=== STORED DATA ===
Issue #1371, opened 2021-03-06
Pass custom-placed metro.config.js through --config to run-android and run-ios commands


ElviraBurchik:
## Describe the Feature

At Shopify, we are using the React Native CLI in a monorepo setup:

```
react-native-packages/
  node_modules/
  fixture/
      node_modules/
      metro.config.js
      android/
      ...
  packages/
  ...
```

Since the CLI launches the packager taking the directory where React Native lives as the working directory, it causes the packager command to try reading the Metro configuration from the wrong directory - `react-native-packages/node_modules/react-native`. 

I suppose that it could be solved by adding an option to provide a path to the custom `metro.config.js` when running `run-ios` and `run-android` commands.

## Possible Implementations

I spent some time understanding the code base and find some possible implementations, but I struggle to find a place where Metro CLI actually gets called. 

How I understand the process so far: [runAndroid command](https://github.com/react-native-community/cli/blob/master/packages/platform-android/src/commands/runAndroid/index.ts#L248) runs `launchPackager.command` to start metro server. `launchPackager.command` calls [react-native-community/cli run](https://github.com/react-native-community/cli/blob/master/packages/global-cli/index.js#L264), and from here I can't connect the dots how we run Metro CLI and start the server. 

I'd be happy to submit a pr for this feature request if somebody could point me out the right place for introducing these changes 😄🤞

## Related Issues

https://github.com/facebook/metro/issues/588
https://github.com/react-native-community/cli/pull/1358

ElviraBurchik:
@grabbou moving [the discussion from this pr](https://github.com/react-native-community/cli/pull/1358#issuecomment-800453417) here since we are going to implement it withing this issue :)

> Right now, we obtain Metro configuration programatically here https://github.com/react-native-community/cli/blob/master/packages/cli/src/tools/loadMetroConfig.ts#L152 and we set `cwd` to `root` from Config. By design, Metro will look for a config there.
> 
> However, we also pass a second object, `options`, which - inside `start` and `bundle` commands, has historical `config` property ->
> 
> https://github.com/react-native-community/cli/blob/5ec3fcf3a623b5a9faef050b72eab3778f241761/packages/cli/src/commands/start/start.ts#L87-L89
> 
> You can use it to set a path to custom Metro configuration. The name probably needs to be updated, as historically, Metro/CLI config used to be a single file. While refactoring, we stopped relying on that property inside CLI, but kept it for Metro.
> 
> So, in general, I would say there are two ways going forward:
[...]

PR #1461, opened 2021-08-12
Add metro-config option

fortmarek:
Resolves https://github.com/react-native-community/cli/issues/1371

Summary:
---------

Hi 👋 

As explained in the attached issue this PR should resolve, when starting the metro bundler after running `run-android`, it cannot find the `metro.config.js` due to `react-native` being one level higher in the file hierarchy than expected.

Therefore, I have added `--metro-config` option that will allow users to specify the location of metro config when running `run-android`. Under the hood, I am creating a new launch packager script that will invoke `launchPackager.command` defined in `react-native` module - but, importantly - with `--metro-config xyz` if it was specified. `launchPackager.command` then runs `packager.sh` which then runs `"$NODE_BINARY" "$REACT_NATIVE_ROOT/cli.js" start "$@"`. Fortunately, it passes arguments by default, so our `--metro-config xyz` gets passed as well. cli is then run with the metro config specified and it doesn't fail to find it.

I don't like the fact that I have to create a temporary script to be actually able to pass commands to `launchPackager.command` as it's not possible to do that directly, so if you have ideas how to make this cleaner, I'd love to know!

Test Plan:
----------

I have tested that when I run `react-native run-android --metro-config path-to-metro.config.js`, it gets passed to the CLI when invoked from the launch packager scripts and is subsequently used. (when trying to load the bundle, I am getting `Error: Unable to resolve module @babel/runtime/helpers/interopRequireDefault` but that is IMHO unrelated to my changes and is rather tied to my local setup - if you know how to resolve this when contributing to this repo, do let me know, I'll continue investigating this further in the meantime)

If this PR is in the right direction, I should also probably add some unit tests.

### DIFF
--- a/packages/cli/src/commands/bundle/buildBundle.ts
+++ b/packages/cli/src/commands/bundle/buildBundle.ts
@@ -48,7 +48,7 @@ async function buildBundle(
   const config = await loadMetroConfig(ctx, {
     maxWorkers: args.maxWorkers,
     resetCache: args.resetCache,
-    config: args.config,
+    config: args.metroConfig ?? args.config,
   });
 
   if (config.resolver.platforms.indexOf(args.platform) === -1) {
--- a/packages/cli/src/commands/bundle/bundleCommandLineArgs.ts
+++ b/packages/cli/src/commands/bundle/bundleCommandLineArgs.ts
@@ -15,6 +15,7 @@ export interface CommandLineArgs {
   resetGlobalCache: boolean;
   transformer?: string;
   minify?: boolean;
+  metroConfig?: string;
   config?: string;
   platform: string;
   dev: boolean;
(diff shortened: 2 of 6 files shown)


fortmarek:
Also, `unit-tests` seem to be failing [here](https://app.circleci.com/pipelines/github/react-native-community/cli/3647/workflows/e9c3ebfe-e6b5-45fc-81d2-ad37d7f362b6/jobs/18153?invite=true#step-102-386) but that seems unrelated to my changes - any idea how can I fix it? 🤔

fortmarek:
Would you have time to look into this in the foreseeable future, @grabbou? 🙂

grabbou:
Closing as per my comment in #1371. Thank you for your work! Looking forward to the next PR!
===
> **WHAT YOU ARE ASKED TO DO**
Return the lines from the one containing "transformer?: string;" through the last line of the records. Include both ends and nothing else.

> **WRITTEN ANSWER**
   transformer?: string;
   minify?: boolean;
+  metroConfig?: string;
   config?: string;
   platform: string;
   dev: boolean;
(diff shortened: 2 of 6 files shown)


fortmarek:
Also, `unit-tests` seem to be failing [here](https://app.circleci.com/pipelines/github/react-native-community/cli/3647/workflows/e9c3ebfe-e6b5-45fc-81d2-ad37d7f362b6/jobs/18153?invite=true#step-102-386) but that seems unrelated to my changes - any idea how can I fix it? 🤔

fortmarek:
Would you have time to look into this in the foreseeable future, @grabbou? 🙂

grabbou:
Closing as per my comment in #1371. Thank you for your work! Looking forward to the next PR!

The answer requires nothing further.